BEGIN EXCERPTED DATA

PR #796, opened 2020-12-21
feat: Language preferences in profile settings (behind feature flag)

### LINKED ISSUE #780: [Feature] Language preference selection in "Mitt AtB"
## Origin

Default app criteria, English and Norwegian language support

## Motivation

We only support English and Norwegian, and decide on which to use based on system language settings (phone settings). In cases where system language is set to something else than the supported languages, we choose a default on the users behalf. The user should be able to override this default language, so he/she doesn't need to change the language of their entire system to change preference for the app. 

## Hypotheses and assumptions

- The user may be more familiar with the one or other of the supported languages, without using it as a system language on his/her phone
- Easily accessed language switch in app may enable the possibility for foreigners to practice their norwegian skills
- Learning mobility related terminology may be easier having an easily accessed translation in app

## Proposed solution

A switch for language in "Mitt AtB" screen, that explicitly sets system language settings. Option to use system settings if desired.

rikkekantega:
Defaults to "default language", currently set to "Norsk bokmål".

Using phone settings is optional - App then gets system locale, and decides on what will be considered the best app language.

User can choose app language explicitly from "Mitt AtB".

image

closes #780

### DIFF
--- a/src/translations/LanguageContext.tsx
+++ b/src/translations/LanguageContext.tsx
@@ -41,7 +41,7 @@ function useLanguage() {
         RNLocalize.removeEventListener('change', onChange);
       };
     }
-  }, [shouldUseUserPreferenced]);
+  }, [useSystemLanguage, userPreferencedLanguage]);
 
   useEffect(() => {
     if (!shouldUseUserPreferenced) {
--- a/src/translations/LanguageContext.tsx
+++ b/src/translations/LanguageContext.tsx
@@ -28,16 +28,10 @@ function useLanguage() {
   const shouldUseUserPreferenced =
     !useSystemLanguage && !!userPreferencedLanguage;
 
-  const getAndSetPreferencedLanguage = () => {
+  useEffect(() => {
     if (shouldUseUserPreferenced) {
       const newLanguage = getAsAppLanguage(userPreferencedLanguage);
       setCurrentLanguage(newLanguage);
-    }
-  };
-
-  useEffect(() => {
-    if (shouldUseUserPreferenced) {
-      getAndSetPreferencedLanguage();
     } else {
       const onChange = () => {
         setLocale(preferredLocale);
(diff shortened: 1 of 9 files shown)


src/translations/LanguageContext.tsx
```diff
@@ -19,35 +20,62 @@ const AppLanguageProvider: React.FC = ({children}) => {
...
+    } else {
+      const onChange = () => {
+        setLocale(preferredLocale);
+      };
+      RNLocalize.addEventListener('change', onChange);
+      return () => {
+        RNLocalize.removeEventListener('change', onChange);
+      };
+    }
   }, []);
```
gorandalum, line 50: Shouldn't `shouldUseUserPreferenced` be in the dependency list here? Probably a corner case, but from my understanding the localization change listener is now only added if `shouldUseUserPreferenced` is false at initial mounting, and not if the user changes their setting to using the system language.

Adding `shouldUseUserPreferenced` will also make the `useEffect` on line 61 redundant.

gorandalum (approved):
Looks very good! And it feels good to finally review a change that is not 50 files, like most of the PRs the last two weeks (including mine) =)

src/translations/LanguageContext.tsx
rikkekantega: Of course, not sure what I was even thinking. Good catch!

mikaelbr: I think maybe it's time to include dependency list eslint rule. I've also had some issues remembering all deps 😅

mikaelbr:
A question that's maybe not directly related to this. We now feature toggle language selection, but the language is also selected by phone settings. Will people with `en` as default now see some English translations?

rikkekantega:
> A question that's maybe not directly related to this. We now feature toggle language selection, but the language is also selected by phone settings. Will people with `en` as default now see some English translations?

The AppLanguageProvider considers the same feature toggle. :)

PR #799, opened 2020-12-22
refactor: Internalization text in text-file facade

gorandalum:
A commit showing how the logic would be distributed with text in a facade in the texts-files. The main texts in the text-files are still cleanly written, while the text logic is added to the Facade. This is only a PoC of setup where the text-logic is contained somewhere "between" the React component and texts-file.


gorandalum:
Closes this now. May later look at solutions like this if we experience that React Components gets to bloated with text logic.

PR #816, opened 2021-01-05
fix: bottom padding in favorite lists

mikaelbr:
There's a bug when showing many favorites where the bottom padding on safe area sets bottom margin when we have bottom tabs. This deactivates bottom edge from safe area to avoid double padding (both in tab bar and content view).


rikkekantega (approved):
LGTM

PR #818, opened 2021-01-05
feat: Fetch reference data from RemoteConfig

gorandalum:
Instead of retrieving reference data by fetching them with http requests
from the referene data services, the reference data is now fetched from
the RemoteConfig. In addition default reference data is bundled with the
app, as backup for situations where the app is unable to retrieve it
from RemoteConfig. Using RemoteConfig also gives out-of-the-box caching
for the user.


torfjor:
I've populated the cache from the export module for testing now.

gorandalum:
@torfjor Is it an easy task to add the `userTypeString` on `user_profiles` also in RemoteConfig? If not we need to do some rewriting in the app code.

torfjor:
> @torfjor Is it an easy task to add the `userTypeString` on `user_profiles` also in RemoteConfig? If not we need to do some rewriting in the app code.

Should be fixed now.

cbrevik (approved):
LGTM! This will definitely make the ticket buy process more robust 👍🏻

PR #826, opened 2021-01-08
fix: Use new offers endpoint which allow two zones

gorandalum:
The old search offers endpoint was not working properly when the travel
was through more than one zone.

### DIFF
--- a/src/api/fareContracts.ts
+++ b/src/api/fareContracts.ts
@@ -21,7 +21,7 @@ export async function search(
   params: OfferSearchParams,
   opts?: AxiosRequestConfig,
 ): Promise<Offer[]> {
-  const url = 'ticket/v1/search';
+  const url = 'ticket/v1/search/zones';
   const response = await client.post<Offer[]>(url, params, opts);
 
   return response.data;


cbrevik (approved):
💯

mikaelbr (approved):
The changeset is maybe on the larger size for one PR and should be split into to, but OK for now.

src/api/fareContracts.ts
```diff
@@ -21,7 +21,7 @@ export async function search(
   params: OfferSearchParams,
   opts?: AxiosRequestConfig,
 ): Promise<Offer[]> {
-  const url = 'ticket/v1/search';
+  const url = 'ticket/v1/search/zones';
```
cbrevik, line 24: I would have preferred:
```suggestion
  const url = 'ticket/v1/search/' + 'z' + 'o' + 'n' + 'e' + 's';
```

mikaelbr: That is what I call _adding value_!

gorandalum:
Feedback noted, will take it to heart and improve future PRs.

mikaelbr:
But did you see my pun? https://github.com/AtB-AS/mittatb-app/pull/826#discussion_r553904079

gorandalum:
Can't say I did. Is the pun regarding adding additions? 😅

mikaelbr:
Strictly speaking, it should be `adding values`, but come on. I see that having to explain it removes some of the punch but it was a play on irony (suggested change didn't add any value at all) and that it is literally `adding values`.

gorandalum:
It was great @mikaelbr! 🥇

mikaelbr:
yeaah

PR #830, opened 2021-01-12
feat: Simple tariff zone map selection

gorandalum:
Simple implementation, with not-so-pretty zone labels and non-optimal selection method. Can be merged mainly for enabling @pettersuul to get a feel for it while improving the design.

### DIFF
--- a/src/components/sections/section.tsx
+++ b/src/components/sections/section.tsx
@@ -5,6 +5,7 @@ import {ContainerSizingType, SectionItemProps} from './section-utils';
 
 export type SectionProps = PropsWithChildren<{
   withPadding?: boolean;
+  withFullPadding?: boolean;
   withTopPadding?: boolean;
   withBottomPadding?: boolean;
   type?: ContainerSizingType;
@@ -13,6 +14,7 @@ export type SectionProps = PropsWithChildren<{
 export default function SectionGroup({
   children,
   withPadding = false,
+  withFullPadding = false,
   withTopPadding = false,
   withBottomPadding = false,
   type = 'block',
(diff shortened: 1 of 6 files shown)


src/components/sections/section.tsx
```diff
@@ -5,6 +5,7 @@ import {ContainerSizingType, SectionItemProps} from './section-utils';
 
 export type SectionProps = PropsWithChildren<{
   withPadding?: boolean;
+  withFullPadding?: boolean;
```
mikaelbr, line 8: I think we should rewrite this to be `padded: 'full' | 'horizontal' | 'horizontal-bottom' | 'bottom' | 'top'` (etc. matching all cases)

src/components/sections/section.tsx
```diff
@@ -78,6 +81,9 @@ const useInputGroupStyle = StyleSheet.createThemeHook((theme: Theme) => ({
     marginHorizontal: theme.spacings.medium,
     marginBottom: theme.spacings.small,
   },
+  container__fullPadded: {
+    margin: theme.spacings.medium,
```
cbrevik, line 85: Will this be correct? topPadded + bottomPadded are `theme.spacings.large`. Also instead of creating its own padding-style, could maybe re-use the other two?

cbrevik (approved):
LGTM! Just one question. Also I think we need to look take a session to look into how these components are split up. I get a feeling we're recreating even more of existing functionality in LocationSearch/MapSelection.

mikaelbr (changes requested):

mikaelbr:
Regarding splitting up etc. Check #832 where I separate SearchLocation from the content to make it reusable without a screen

src/components/sections/section.tsx
gorandalum: I couldn't find a perfect solution here. Using padded + topPadded made the top padding too large as it was `theme.spacings.large`. I can make the change @mikaelbr suggested below. But maybe in it's own PR as it will probably touch lots of files?

Issue #675, opened 2020-11-10
[Feature] New datetime view


pettersuul:
## Origin
_Links to received feedback, user research or other findings._

## Motivation
_A short description of what user needs or business goals this feature will solve._

Make selecting a time and date more accessible and consistent across platforms.

## Hypotheses and assumptions
_A list of hypotheses and assumptions we have made about the user or the proposed solution._

Current method of datetime selection is not accessible on android (also not great on iOS). By placing this on its own page it will be simpler to use native pickers.

## Proposed solution
_A coarse description of a proposed solution, that may include wireframes and graphic design._

During a journey-search, the user may press a button (default: "Avreise nå (##:##)") to open a view/subview which contains controls to select a departure or arrival time.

END EXCERPTED DATA

BRIEF:
Only lines that hold the string "onChange" belong in the answer, so copy every one of them from the records.

RESPONSE BOX:
         RNLocalize.removeEventListener('change', onChange);
       const onChange = () => {
+      const onChange = () => {
+      RNLocalize.addEventListener('change', onChange);
+        RNLocalize.removeEventListener('change', onChange);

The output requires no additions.